I have a story I want to share with you, but I’m finding it hard to do without it reeking of privilege. This is a story about feeling 100% welcomed in one place when you don’t feel that way in many others. This is a rare for me, and perhaps it will feel like a poor example to you. Yet, it is part of my lived experience and brought something home for me that made me think of the Urgent Care community and how it may help us grow as an industry. I hope you will take it in the spirit in which it’s told and forgive me if it offends you in any way.
The other day, I was running errands, looking rather shabby—no makeup, messy ponytail shoved into a baseball cap, sloppy clothes. Consequently, I felt myself slinking in and out of the stores I went to, not making much eye contact, not really speaking to anyone. I didn’t want to run into anyone I knew or put forward this version of myself in a way that would be noticed. I was hiding. Then there was Ulta.
Ulta is a cosmetics store—one that has been very outspoken in its definition of beauty—in opposition to the majority of the beauty industry. In its marketing, Ulta is very clear that the definition of beauty is infinite because everyone is beautiful in their own way, no matter what they look like. On the doors of its retail stores, Ulta is very clear that hate is not tolerated, and when you get into the store, the diversity among the sales staff is absolutely striking.
What I found walking into Ulta is that I suddenly quit worrying about what I looked like because I knew that in there it truly didn’t matter. I knew that because they told me over and over again in direct and indirect messaging throughout the store. Walking in there was like laying down a small burden I didn’t even realize I was carrying. I relaxed, asked questions about what I was looking for, got help, and walked out feeling better than when I’d walked in.
Let me remind you, I am a middle-aged, white, heterosexual woman, and this is just a cosmetics store. But I realized I was still carrying shame into that store because of how I looked that day.
How must it be for our patients who worry about how they might be perceived every day, in a high-risk situation like an Urgent Care, where they are confessing their health issues to total strangers, hoping not to feel shame—however unwarranted—at the same time? And most importantly, what are we doing to eliminate that shame and fear before they even walk in our doors? Probably not enough.
UCA’s Commission on Diversity, Equity and Inclusion (DEI) has been working on a new Commitment Statement and Commendation for our Certification and Accreditation programs. As we’ve been looking at the criteria for these, we’ve recognized that Urgent Care’s commitment to DEI cannot just be internal. It must be external to actually be effective in addressing healthcare disparities because if our communities don’t know about our commitment, many patients may never consider coming in our doors. Think about this as you think about your visit counts.

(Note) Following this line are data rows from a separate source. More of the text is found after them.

PR #1039, opened 2026-06-19
feat: #WZ-32858 evict idle CaseRuntime when no SSE subscribers

vincent-audibert-whoz:
## What

Idle `CaseRuntime` instances now evict themselves from `activeRuntimes` once all SSE subscribers have disconnected, preventing unbounded memory growth in long-running deployments.

## How

- heartbeat added to SSE to detect disconnected clients
- grace delay started when no subscriber AND case is IDLE

### DIFF
--- a/agentos/agentos-service/src/main/kotlin/io/whozoss/agentos/caseEvent/CaseEventSseController.kt
+++ b/agentos/agentos-service/src/main/kotlin/io/whozoss/agentos/caseEvent/CaseEventSseController.kt
@@ -4,13 +4,17 @@ import io.swagger.v3.oas.annotations.Operation
 import io.swagger.v3.oas.annotations.media.Content
 import io.swagger.v3.oas.annotations.responses.ApiResponse
 import io.swagger.v3.oas.annotations.tags.Tag
+import io.whozoss.agentos.caseFlow.CaseConfigProperties
 import io.whozoss.agentos.caseFlow.CaseService
 import io.whozoss.agentos.sdk.caseEvent.CaseEvent
 import io.whozoss.agentos.security.declarative.HideOnAccessDenied
+import kotlinx.coroutines.CancellationException
 import kotlinx.coroutines.CoroutineScope
 import kotlinx.coroutines.Dispatchers
 import kotlinx.coroutines.SupervisorJob
 import kotlinx.coroutines.cancel
+import kotlinx.coroutines.delay
+import kotlinx.coroutines.isActive
 import kotlinx.coroutines.launch
 import mu.KLogging
 import org.springframework.security.access.prepost.PreAuthorize
@@ -34,7 +38,9 @@ import java.util.UUID
 class CaseEventSseController(
     private val caseService: CaseService,
     private val caseEventService: CaseEventService,
+    private val caseConfig: CaseConfigProperties = CaseConfigProperties(),
 ) {
+    private val heartbeatIntervalMs get() = caseConfig.sseHeartbeatIntervalMs
     /**
      * Stream events for a case via SSE.
      *
@@ -107,27 +113,57 @@ class CaseEventSseController(
                         }
                     }
                     emitter.complete()
+                } catch (_: CancellationException) {
+                    // Normal path: collectorJob was cancelled because the client disconnected
+                    // (onError/onCompletion fired and called scope.cancel()). Not an error.
+                    logger.debug { "SSE collector cancelled for case $caseId (client disconnected)" }
                 } catch (error: Exception) {
                     logger.error("Error in event stream for case $caseId", error)
                     emitter.completeWithError(error)
                 }
             }
 
+        // Heartbeat: periodically send an SSE comment frame so that a client
+        // disconnect is detected even when the case is IDLE and emits no events.
+        // Without this, the collector coroutine above stays suspended on collect()
+        // indefinitely, keeping the SharedFlow subscriber alive and blocking eviction.
+        val heartbeatJob =
+            scope.launch {
+                while (isActive) {
+                    delay(heartbeatIntervalMs)
+                    try {
+                        // SSE comment — ignored by EventSource but forces a socket write.
+                        emitter.send(
+                            SseEmitter
+                                .event()
+                                .comment("keep-alive"),
+                        )
+                    } catch (e: Exception) {
+                        // The socket is gone. collectorJob will be cancelled via onError/onCompletion.
+                        logger.debug { "Heartbeat write failed for case $caseId — client likely disconnected" }
+                        break
+                    }
+                }
+            }
+
         emitter.onCompletion {
             logger.debug { "SSE emitter completed for case $caseId" }
             collectorJob.cancel()
+            heartbeatJob.cancel()
             scope.cancel()
         }
 
         emitter.onTimeout {
             logger.debug { "SSE emitter timed out for case $caseId" }
             collectorJob.cancel()
+            heartbeatJob.cancel()
             scope.cancel()
         }
 
         emitter.onError { throwable ->
-            logger.warn { "SSE emitter error for case $caseId: ${throwable.message}" }
+            logger.debug { "SSE emitter error for case $caseId: ${throwable.message}" }
             collectorJob.cancel()
+            heartbeatJob.cancel()
             scope.cancel()
         }
 
--- a/agentos/agentos-service/src/main/kotlin/io/whozoss/agentos/caseEvent/CaseEventSseController.kt
+++ b/agentos/agentos-service/src/main/kotlin/io/whozoss/agentos/caseEvent/CaseEventSseController.kt
@@ -38,7 +38,7 @@ import java.util.UUID
 class CaseEventSseController(
     private val caseService: CaseService,
     private val caseEventService: CaseEventService,
-    private val caseConfig: CaseConfigProperties = CaseConfigProperties(),
+    private val caseConfig: CaseConfigProperties,
 ) {
     private val heartbeatIntervalMs get() = caseConfig.sseHeartbeatIntervalMs
     /**
@@ -139,8 +139,11 @@ class CaseEventSseController(
                                 .comment("keep-alive"),
                         )
                     } catch (e: Exception) {
-                        // The socket is gone. collectorJob will be cancelled via onError/onCompletion.
+                        // The socket is gone. Cancel the scope explicitly here rather than
+                        // relying solely on Tomcat's onError callback: if that callback never
+                        // fires, collectorJob would stay subscribed indefinitely.
                         logger.debug { "Heartbeat write failed for case $caseId — client likely disconnected" }
+                        scope.cancel()
                         break
                     }
                 }
--- a/agentos/agentos-service/src/main/kotlin/io/whozoss/agentos/caseEvent/CaseEventSseController.kt
+++ b/agentos/agentos-service/src/main/kotlin/io/whozoss/agentos/caseEvent/CaseEventSseController.kt
@@ -11,6 +11,7 @@ import io.whozoss.agentos.security.declarative.HideOnAccessDenied
 import kotlinx.coroutines.CancellationException
 import kotlinx.coroutines.CoroutineScope
 import kotlinx.coroutines.Dispatchers
+import kotlinx.coroutines.Job
 import kotlinx.coroutines.SupervisorJob
 import kotlinx.coroutines.cancel
 import kotlinx.coroutines.delay
@@ -41,6 +42,7 @@ class CaseEventSseController(
     private val caseConfig: CaseConfigProperties,
 ) {
     private val heartbeatIntervalMs get() = caseConfig.sseHeartbeatIntervalMs
+
     /**
      * Stream events for a case via SSE.
      *
@@ -113,10 +115,11 @@ class CaseEventSseController(
                         }
                     }
                     emitter.complete()
-                } catch (_: CancellationException) {
+                } catch (e: CancellationException) {
                     // Normal path: collectorJob was cancelled because the client disconnected
                     // (onError/onCompletion fired and called scope.cancel()). Not an error.
                     logger.debug { "SSE collector cancelled for case $caseId (client disconnected)" }
+                    throw e  // re-throw so cancellation propagates correctly through the coroutine hierarchy
                 } catch (error: Exception) {
                     logger.error("Error in event stream for case $caseId", error)
                     emitter.completeWithError(error)
@@ -127,52 +130,54 @@ class CaseEventSseController(
         // disconnect is detected even when the case is IDLE and emits no events.
         // Without this, the collector coroutine above stays suspended on collect()
         // indefinitely, keeping the SharedFlow subscriber alive and blocking eviction.
-        val heartbeatJob =
-            scope.launch {
-                while (isActive) {
-                    delay(heartbeatIntervalMs)
-                    try {
-                        // SSE comment — ignored by EventSource but forces a socket write.
-                        emitter.send(
-                            SseEmitter
-                                .event()
-                                .comment("keep-alive"),
-                        )
-                    } catch (e: Exception) {
-                        // The socket is gone. Cancel the scope explicitly here rather than
-                        // relying solely on Tomcat's onError callback: if that callback never
-                        // fires, collectorJob would stay subscribed indefinitely.
-                        logger.debug { "Heartbeat write failed for case $caseId — client likely disconnected" }
-                        scope.cancel()
-                        break
-                    }
-                }
-            }
+        startHeartbeatJob(scope, emitter, caseId)
 
         emitter.onCompletion {
             logger.debug { "SSE emitter completed for case $caseId" }
-            collectorJob.cancel()
-            heartbeatJob.cancel()
-            scope.cancel()
+            scope.cancel()  // cancels all child jobs (collectorJob, heartbeatJob)
         }
 
         emitter.onTimeout {
             logger.debug { "SSE emitter timed out for case $caseId" }
-            collectorJob.cancel()
-            heartbeatJob.cancel()
             scope.cancel()
         }
 
         emitter.onError { throwable ->
             logger.debug { "SSE emitter error for case $caseId: ${throwable.message}" }
-            collectorJob.cancel()
-            heartbeatJob.cancel()
             scope.cancel()
         }
 
         logger.info { "SSE connection established for case: $caseId" }
         return emitter
     }
+
+    private fun startHeartbeatJob(
+        scope: CoroutineScope,
+        emitter: SseEmitter,
+        caseId: UUID,
+    ): Job =
+        scope.launch {
+            while (isActive) {
+                delay(heartbeatIntervalMs)
+                try {
+                    // SSE comment — ignored by EventSource but forces a socket write.
+                    emitter.send(
+                        SseEmitter
+                            .event()
+                            .comment("keep-alive"),
+                    )
+                } catch (e: Exception) {
+                    // The socket is gone. Cancel the scope explicitly here rather than
+                    // relying solely on Tomcat's onError callback: if that callback never
+                    // fires, collectorJob would stay subscribed indefinitely.
+                    // scope.cancel() propagates to all child jobs so no explicit break is
+                    // needed — this coroutine will receive CancellationException at the
+                    // next delay() and exit the while loop naturally.
+                    logger.debug { "Heartbeat write failed for case $caseId — client likely disconnected" }
+                    scope.cancel()
+                }
+            }
+        }
 
     companion object : KLogging()
 }
--- a/agentos/agentos-service/src/main/kotlin/io/whozoss/agentos/caseEvent/CaseEventSseController.kt
+++ b/agentos/agentos-service/src/main/kotlin/io/whozoss/agentos/caseEvent/CaseEventSseController.kt
@@ -91,40 +91,39 @@ class CaseEventSseController(
                     .data(event),
             )
 
-        val collectorJob =
-            scope.launch {
-                try {
-                    if (includePreviousEvents == true) {
-                        // Replay persisted history first so clients connecting mid-run
-                        // or reconnecting after a disconnect receive the full sequence.
-                        caseEventService.findByParent(caseId).forEach { sendEvent(it) }
-                    }
-
-                    // If the case is still active, subscribe to the live flow.
-                    // findActiveRuntime never rehydrates — safe for observation only.
-                    // If the case is completed, the history replay above is sufficient
-                    // and the emitter completes at the end of the try block.
-                    val activeCase = caseService.findActiveRuntime(caseId)
-                    activeCase?.events?.collect { event ->
-                        try {
-                            sendEvent(event)
-                            logger.trace { "Event ${event.type} sent to SSE for case $caseId" }
-                        } catch (e: Exception) {
-                            logger.debug { "Failed to send event to SSE for case $caseId: ${e.message}" }
-                            throw e
-                        }
-                    }
-                    emitter.complete()
-                } catch (e: CancellationException) {
-                    // Normal path: collectorJob was cancelled because the client disconnected
-                    // (onError/onCompletion fired and called scope.cancel()). Not an error.
-                    logger.debug { "SSE collector cancelled for case $caseId (client disconnected)" }
-                    throw e  // re-throw so cancellation propagates correctly through the coroutine hierarchy
-                } catch (error: Exception) {
-                    logger.error("Error in event stream for case $caseId", error)
-                    emitter.completeWithError(error)
+        scope.launch {
+            try {
+                if (includePreviousEvents == true) {
+                    // Replay persisted history first so clients connecting mid-run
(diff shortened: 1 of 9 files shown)


vincent-audibert-whoz (commented):
The overall approach is sound: using `combine(subscriptionCount, statusFlow)` to gate eviction on the conjunction of IDLE + zero subscribers is the right reactive pattern, and the double-check guard before evicting is a good safeguard against races. Test coverage is thorough and well-structured. Two issues need addressing before merge, plus two smaller points.

---

**1. `statusFlow` initial value is wrong — correctness issue** (`CaseRuntime.kt`)

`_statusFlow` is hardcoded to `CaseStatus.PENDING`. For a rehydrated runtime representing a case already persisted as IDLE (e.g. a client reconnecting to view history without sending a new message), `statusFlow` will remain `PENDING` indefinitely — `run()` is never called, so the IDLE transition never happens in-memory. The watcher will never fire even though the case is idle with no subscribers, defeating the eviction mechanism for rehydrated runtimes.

The cost of that fear is not just spiritual, it’s economical.
This work continues to convict me as a leader of UCA as well. When I look at “The People Behind UCA” on our website, I see diversity, and we have made it transparent that DEI is important to UCA. We have also improved our recruiting policies and evaluated our boards, but are we doing enough? Almost certainly we are not.
And I’m not talking about checking boxes. I am talking about creating a “place” where everyone in Urgent Care can relax for just a minute. For example, does everyone arrive at our conventions thinking, “At last I’m somewhere I can just be myself?” Probably not. We still have work to do. Let’s go into 2024 committing to doing it together.